The district’s most famous madams included Lulu White, Willie Piazza, Josie Arlington, and Emma Johnson. Lulu White published her own ‘souvenir’ booklet for Mahogany Hall, her Basin Street bordello. The bordello featured a marble staircase, four floors, two parlors, fifteen bedrooms — each equipped with a bathroom, and an elevator built for two. Also called, ‘The Octoroon Club’, Mahogany Hall was infamous for its so-called Creole beauties. Not all the brothels were so luxurious, however; many rooms included only a bed and a washstand.

Storyville is often cited as the birthplace of jazz. Though jazz developed throughout New Orleans, Storyville provided work for local musicians. It was an entertainment district, with barrelhouses, saloons, dance halls, and other venues — many of which featured live music. Jelly Roll Morton, Bunk Johnson, Manuel Manetta, ‘King’ Oliver, and a young Louis Armstrong, among others, played in Storyville. Spencer Williams, who wrote “Basin Street Blues” and “Mahogany Hall Stomp,” was Lulu White’s nephew and lived at her bordello for a while.

Jelly Roll Morton

Jelly Roll Morton

Storyville’s Demise

As New Orleans developed, Storyville’s ‘back o’ town’ location became more central. In 1908, the train terminal at Canal and Basin streets — one block from Storyville — was completed. To reach the station, trains traveled past the Basin Street bordellos, where the (often naked) prostitutes waved to the passengers from balconies. Different citizens’ groups attacked Storyville, urging the mayor to close, or at least move, the district. To some, Storyville represented a threat to young women; to others, Storyville threatened the racial order.

In 1917, the city attempted to relocate all nonwhite prostitutes to the uptown district. Several madams, including Willie Piazza and Lulu White, fought the measure and won. The city reworded the ordinance, but before it went into effect, the district was abolished. Storyville was less than five miles from the naval training station, and when Navy Secretary Josephus Daniels made clear his desire for Storyville to close, Mayor Martin Behrman acquiesced, ordering it closed by midnight November 12, 1917.
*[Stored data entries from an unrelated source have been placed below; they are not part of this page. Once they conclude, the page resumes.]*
PR #1053, opened 2022-06-16
chore: rename delete to remove

### LINKED ISSUE #955: Replace "Delete" account with "Unlink"  account
User can remove accounts in Alby when they click on "Delete". However, they might think that they really delete an account and not just unlink it what they actually do. 

Replace "Delete" account with "Unlink"  account

**Describe alternatives you've considered**
"Remove" Account

**Additional context**
image

No

im-adithya:

Renames delete to remove and updates the alert message.
Follows this https://github.com/getAlby/lightning-browser-extension/issues/955#issuecomment-1153553635

### Link this PR to an issue

Closes #955

- `chore`: Renaming a variable

Screenshot from 2022-06-16 15-42-15

### How has this been tested?

Ran all tests

### Checklist

### DIFF
--- a/src/app/screens/Accounts/index.tsx
+++ b/src/app/screens/Accounts/index.tsx
@@ -50,14 +50,18 @@ function AccountsScreen() {
   }
 
   async function removeAccount({ id, name }: AccountAction) {
-    if (window.confirm(`Are you sure you want to delete account: ${name}?`)) {
+    if (
+      window.confirm(
+        `Are you sure you want to remove account: ${name}? \nThis can not be undone. If you used this account to login to websites you might loose access to those.`
+      )
+    ) {
       let nextAccountId;
       let accountIds = Object.keys(accounts);
       if (auth.account?.id === id && accountIds.length > 1) {
         nextAccountId = accountIds.filter((accountId) => accountId !== id)[0];
       }
 
-      await api.deleteAccount(id);
+      await api.removeAccount(id);
       accountIds = accountIds.filter((accountId) => accountId !== id);
 
       if (accountIds.length > 0) {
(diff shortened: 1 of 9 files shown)


src/app/screens/Accounts/index.tsx
```diff
@@ -50,14 +50,18 @@ function AccountsScreen() {
   }
 
   async function removeAccount({ id, name }: AccountAction) {
-    if (window.confirm(`Are you sure you want to delete account: ${name}?`)) {
+    if (
+      window.confirm(
+        `Are you sure you want to remove account: ${name}? \nThis can not be undone. If you used this account to login to websites and you might loose access to those.`
```
bitcoinuser, line 55: Needs the (And)?

im-adithya: Oops! Fixed it!

im-adithya:
Ready!

bitcoinuser:
I changed my mind. I think it's better use the conceit of Archive account. So you will always be able to undo the action. Same thing of what Blockstream Green wallet does.

What do you think?

im-adithya:
Or else we can combine both of these and could give an option to "archive instead?" below in a modal component instead of a native alert...

bitcoinuser:
Are you sure you want to archive the account: main?
If you used this account to login on sites using Alby, you might not be able to access them.
This action always can be undone.

bitcoinuser:
> Or else we can combine both of these and could give an option to "archive instead?" below in a modal component instead of a native alert... As remove option should always be there for the user at any point of time, wdyt?

I think two options is confusing. Just my opinion.

escapedcat:
Bumi approved this so I think we're good here for now.  
You can always re-add an account. "Archieve" sounds like I can see a list of archived accounts somewhere. Or it would be "greyed out".
Let's go with remove for now. Let's move further discussions to the [design slack channel](https://bitcoindesign.slack.com/archives/C02591ADXM2).

Issue #1051, opened 2022-06-16
Update extension manifest from v2 to v3


escapedcat:
### Is your feature request related to a problem?

Update extension [to new manifest version](https://github.com/getAlby/lightning-browser-extension/blob/master/src/manifest.json#L2) to make sure it will not be an issue to be listed in Chrome the extension store in the future.

### Describe the solution you'd like

Extension ships with v3 manifest

### Describe alternatives you've considered

none

### Additional context

> They've also put out a new spec that extensions need to conform to (Manifest v3)

[_Add any other additional context or screenshots about the feature request here_](https://github.com/joule-labs/joule-extension/issues/311#issuecomment-1156823457)

### Are you working on this?

No

PR #1061, opened 2022-06-19
Update manifest.json

secondl1ght:

Update manifest version.

### Link this PR to an issue

#1051 

### Checklist

### DIFF
--- a/src/manifest.json
+++ b/src/manifest.json
@@ -1,5 +1,5 @@
 {
-  "manifest_version": 2,
+  "manifest_version": 3,
   "name": "Alby - Bitcoin Lightning Wallet",
   "version": "0.0.0",
 


secondl1ght:
`npx playwright test` is failing here on GitHub but I ran it locally and all the tests passed - looks like it is timing out here.

bumi:
careful: afaik v3 defines a completely different architecture of the extension. 
there is no background-script anymore, but it introduces service-workers. 

https://developer.chrome.com/docs/extensions/mv3/intro/mv3-migration/

bumi:
actually let's close this one. because it will be open for long and changing the number will be easily done when we know what exactly needs to be done. 

did you actually run and use Alby with this change?

secondl1ght:
Sounds good - thanks for the heads up, yes I ran it locally and it appeared to be working (no errors in browser console or backpage console). I didn't run through all the functionality though.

Prostitution continued, but Storyville lost its cachet and the neighborhood declined. The photographs of E.J. Bellocq have immortalized some of Storyville’s women. Similarly, numerous films, bars, and clubs celebrate and romanticize the district, though it is physically gone. Following passage of the 1937 U.S. Housing Act, the city razed most Storyville buildings in order to construct the Iberville housing project. ‘Uptown Storyville’ now contains some hotels, parking lots, offices, and municipal buildings, including City Hall.